Exploring Irish Nationalism with ACUA: An Academic Resource

To study modern Irish history is to study rebellion. Ireland and her neighbor England have a long and fraught history, dating back to Roman times. Tradition says Patrick, the famous evangelist of the Irish, was a British Roman citizen from captured by raiding Irish pirates. The Scoti, one of the numerous “barbarian” immigrants that gave post-Roman England so much trouble, came from Ireland. The tables were turned later in the Middle Ages, and here is where the traditional republican narrative of Irish independence begins. In 1169 King Henry II of England, reeling from the recent murder of Thomas Becket, invaded Ireland under the banner of reforming the Irish church and began the slow process of English control over the Irish people -- though few historians today would consider this the direct cause of Fenianism, as the nineteenth-century John O’Leary did. The crisis of the Reformation, as England made her monarch Head of the Church while Ireland, increasingly under English control, cleaved to Rome. These religious tensions came to a bloody head during the English Civil War, when Cromwell enacted a brutal reconquest of the western isle. Fully one-fifth of Ireland’s population was killed between 1649 and 1652 as direct or indirect results of Cromwell’s campaigns. Cromwell’s policies also transformed the land ownership of the Irish countryside, granting large plantations to Protestants (largely English and Scottish), reducing the native population to dependent tenant status. Further laws banned Catholic religious services and Catholics from serving in any official function in Ireland. Though the popular imagination tends to link Catholic identity and Irish nationalism, as evidenced by the sad legacy that continues to this day in Northern Ireland, the truth is more complicated. The rebellion in 1798 was organized by The United Irishmen, a republican group that welcomed both Catholic and Protestant members. The Easter Rising of 1916, as well, was organized by a group more concerned with political sovereignty: the Irish Republican Brotherhood. 1916 was not the first year of bloodshed in Ireland since 1798, nor was the Easter Rising the longest rebellion or the most successful -- just the opposite.

 

In brief, the Easter Rising was an armed resistance to British rule in Ireland from 24 April (Easter Monday) through the following Sunday. Most of the drama of the Easter Rising took place in Dublin, but nationalists in such places as  Cork, Ashbourne, Galway, and Enniscorthy mustered (and, in some cases, clashed) against British forces. The Rising was, in the end, a failure, as the national forces were broken and arrested, the leaders were executed, and Ireland remained -- for a few more years -- part of the British Empire. Any chance the Rising may have had was squashed by bad luck, inadequate planning, and indecisive or unimaginative choices. The leaders of the revolt have been excoriated by some historians, who are openly baffled by events surrounding the uprising. Historians, including Fearghal McGarry, openly raise the question: did the Easter rebels even think or hope they had a chance, or did they rise up in a “symbolic act of blood sacrifice”?

 

Regardless of intentions or success, the Easter Rising fired imaginations, both in Ireland and abroad. In the United States, a sizable population of Irish heritage tended to sympathize with the Rising -- and the political desires that motivated it. And while Irishmen and women may have had mixed, or even negative, feelings towards the Rising itself, the valour of those who died for it and their principles inspired a new wave of Irish nationalism. Irish independence became a drum that never failed to beat. The Sinn Féin party, many of whose members had taken part in the Rising (so much so that the British Government and newspapers dubbed it “the Sinn Féin Rising”), grew in prominence, gaining  73 of Ireland’s 105 Parliamentarian seats on a platform of Irish independence and absenteeism from Parliament in the December 1918 election. Instead of traveling to Britain, the Sinn Féin representatives went to Dublin, calling the First Dáil into session on 21 January 1919, the same day the Soloheadbeg Ambush occurred. These actions proved to be the first maneuvers in the war that would end in a Free State in Ireland and, ultimately, independence for the modern Irish nation.

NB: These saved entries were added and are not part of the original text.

PR #2205, opened 2024-02-29
Flexible SciTokens authorization strategy (v2)

bbockelm:
This is the follow-up to #2122.

On a per-issuer basis, decide if the mapping information is only to be done after authorization passes or if the mapping information should be kept and passed to the subsequent plugin.

Tests performed:
1.  Scitoken containing correct scopes is authorized in default setting.
2. Scitoken containing group information passes group information to the next plugin in default setting.
3. Scitoken that is mapped in mapfile passes in default setting to next plugin.
4. Scitoken that is mapped in mapfile but has no scopes is ignored when authorization_strategy is set to `capability`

Here, at the American Catholic History Research Center and University Archives, we have two collections in particular that reflect Irish Americans’ interest of and sentiment for their home country: the James Aloysius Geary Papers and the Thomas Joseph Shahan Papers (“papers”, in an archival context, mean these are unofficial records collected by an individual, as opposed to the official records accrued by an institution). Both men, in their own way, were keen observers of the Irish nationalist movement, and participants in the revival of traditional Irish (“Gaelic”) culture. We have made some significant examples from both collections available here, in the hopes that it will prove beneficial to scholars, students, and anyone who seeks to better understand this pivotal time in Irish history.